Paul Ivan Thompson (November 2, 1906 – September 13, 1991) was a Canadian ice hockey winger who played 13 season in the National Hockey League (NHL). He was the younger brother of Hockey Hall of Fame goaltender Cecil "Tiny" Thompson.

Career 
Thompson started his National Hockey League career with the New York Rangers in 1926.  He would also play for the Chicago Black Hawks and retire after the 1939 season. Twice, he was a member of the NHL All-Star team.  He was a three-time winner of the Stanley Cup, winning it in 1928 with the Rangers, and in 1934 and 1938 with Black Hawks.

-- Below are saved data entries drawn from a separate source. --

PR #395, opened 2017-06-27
[ASLayout] Revisit the flattening algorithm

nguyenhuy:
I'm facing an issue that blocks the first release of Weaver. In order to inspect the whole layout **element** tree that contains both display nodes and layout specs, I have to tell **all** display nodes to skip flattening their calculated layout immediately and only do so when the layout is applied (https://github.com/TextureGroup/Texture/pull/337). When it's time to flatten a layout tree, the tree contains **unflattened** calculated layouts of all nodes in the corresponding node tree. The flattening algorithm doesn't handle this use case well because it relies on `isFlattened` flag of each `ASLayout` object which is never turned on.

The fact that the algorithm relies on that flag also caused a problem with Yoga integration because a Yoga tree is always flattened, but we may forget to set the flag. If we take a step back, this flag is actually a "calculated" flag which means it is determined by other internal states and shouldn't be a stored property.

This PR aims to eliminate the flag completely. There was a performance concern last time @maicki tried to remove it (https://github.com/facebookarchive/AsyncDisplayKit/pull/3039). I took extra steps to ensure that we're now reusing `ASLayout` objects aggressively. 

Besides the flag elimination, there are some other changes:
- The algorithm no longer checks `context.layout` against `self`.
- The (DFS) algorithm stops diving down a branch when it hits a display node (hence the `if-else` clause [here](https://github.com/TextureGroup/Texture/pull/395/files#diff-c1c7995d5a6e8dcb6df558964ed77ffeR245)). This is to make sure that, even if a sublayout is not flattened, no subnode of that sublayout is ever considered a direct subnode of the root node.
- Re-enforce the requirement that a flattened layout tree is always 1-level deep. That means `rootLayout.sublayouts[i].sublayouts.count` is always 0. ([Change here](https://github.com/TextureGroup/Texture/compare/master...nguyenhuy:HNRemoveFlattenedFlag?expand=1#diff-c1c7995d5a6e8dcb6df558964ed77ffeR251))
- Add unit tests.

### DIFF
--- a/Source/Layout/ASLayout.mm
+++ b/Source/Layout/ASLayout.mm
@@ -134,7 +134,7 @@ static std::atomic_bool static_retainsSublayoutLayoutElements = ATOMIC_VAR_INIT(
     _size = size;
     
     if (ASPointIsNull(position) == NO) {
-      _position = CGPointMake(ASCeilPixelValue(position.x), ASCeilPixelValue(position.y));
+      _position = ASCeilPointValues(position);
     } else {
       _position = position;
     }
@@ -243,7 +243,7 @@ static std::atomic_bool static_retainsSublayoutLayoutElements = ATOMIC_VAR_INIT(
     const CGPoint absolutePosition = context.absolutePosition;
     
     if (ASLayoutIsDisplayNodeType(layout)) {
-      if (sublayoutsCount > 0 || CGPointEqualToPoint(absolutePosition, layout.position) == NO) {
+      if (sublayoutsCount > 0 || CGPointEqualToPoint(ASCeilPointValues(absolutePosition), layout.position) == NO) {
         // Only create a new layout if the existing one can't be reused, which means it has either some sublayouts or an invalid absolute position.
         layout = [ASLayout layoutWithLayoutElement:layout.layoutElement
                                               size:layout.size
--- a/Source/Layout/ASLayout.mm
+++ b/Source/Layout/ASLayout.mm
@@ -216,6 +216,8 @@ static std::atomic_bool static_retainsSublayoutLayoutElements = ATOMIC_VAR_INIT(
 - (ASLayout *)filteredNodeLayoutTree
 {
   if (ASLayoutIsFlattened(self)) {
+    // All flattened layouts must have this flag enabled
+    // to ensure sublayout elements are retained until the layouts are applied.
     self.retainSublayoutLayoutElements = YES;
     return self;
   }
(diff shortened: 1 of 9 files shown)


Source/Layout/ASLayout.mm
```diff
@@ -207,7 +215,10 @@ - (void)setRetainSublayoutLayoutElements:(BOOL)retainSublayoutLayoutElements
 
 - (ASLayout *)filteredNodeLayoutTree
 {
-  NSMutableArray *flattenedSublayouts = [NSMutableArray array];
+  if (ASLayoutIsFlattened(self)) {
+    self.retainSublayoutLayoutElements = YES;
```
garrettmoon: This seems like a strange side effect. Should we document why this needs to be the case?

Source/Layout/ASLayout.mm
```diff
@@ -216,28 +227,40 @@ - (ASLayout *)filteredNodeLayoutTree
...
-      if (sublayout.isFlattened == NO) {
+    ASLayout *layout = context.layout;
+    const NSArray<ASLayout *> *sublayouts = layout.sublayouts;
+    const NSUInteger sublayoutsCount = sublayouts.count;
+    const CGPoint absolutePosition = context.absolutePosition;
+    
+    if (ASLayoutIsDisplayNodeType(layout)) {
+      if (sublayoutsCount > 0 || CGPointEqualToPoint(absolutePosition, layout.position) == NO) {
+        // Only create a new layout if the existing one can't be reused, which means it has either some sublayouts or an invalid absolute position.
+        layout = [ASLayout layoutWithLayoutElement:layout.layoutElement
```
garrettmoon: Is this the "aggressive reuse"? Is this case skipped often enough in practice to make a difference? Not sure of the performance impact of removing the flag but do we have a good guess as to the consequences of landing this PR?

pinterest-ios:
🚫 CI failed with [log](https://gist.githubusercontent.com/pinterest-ios/5d4ec8414da0f934259d40a3f18dfdbd/raw/71629bafbbdaebeb634630197bf6fdfc88878be8/log.txt)

nguyenhuy:
@garrettmoon Good points!

I run this diff against Pinterest master and got some numbers. It was able to reuse 14x `ASLayout` objects on app startup alone and easily more than 1000 after a short session. And that's fewer objects to dealloc later on.

Regarding performance impact of this diff, turns out it is 20-25% faster than the current implementation. Since each run is already very fast (less than 0.1ms) and can be on background, the performance impact on each run is not noticeable, but can reach 100ms after 7000 runs. That being said, I'm happy that this diff is not slower and any performance gain is just nice-to-have.

Before
screen shot 2017-06-28 at 6 29 46 pm

After
screen shot 2017-06-28 at 6 34 21 pm


Here is the code I used to measure: https://github.com/nguyenhuy/Texture/commit/b6ff4edc915c7541255da9e5ee15e103fbace4f0

garrettmoon:
That's great! Thanks for doing the perf checks!

nguyenhuy:
Landing this, thanks @garrettmoon and @maicki!

@Adlai-Holler Feel free to do a post-merge review here.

Thompson faced his brother Tiny in the 1929 Stanley Cup Finals, marking the first time a set of brothers faced each other in a goaltender-forward combination in Stanley Cup Finals history. Paul's Rangers were swept by Tiny's Boston Bruins. Tiny said of the matchup: "When I played goal for Boston against Paul (in) the final of 1929, he was just a rookie. It was really no contest."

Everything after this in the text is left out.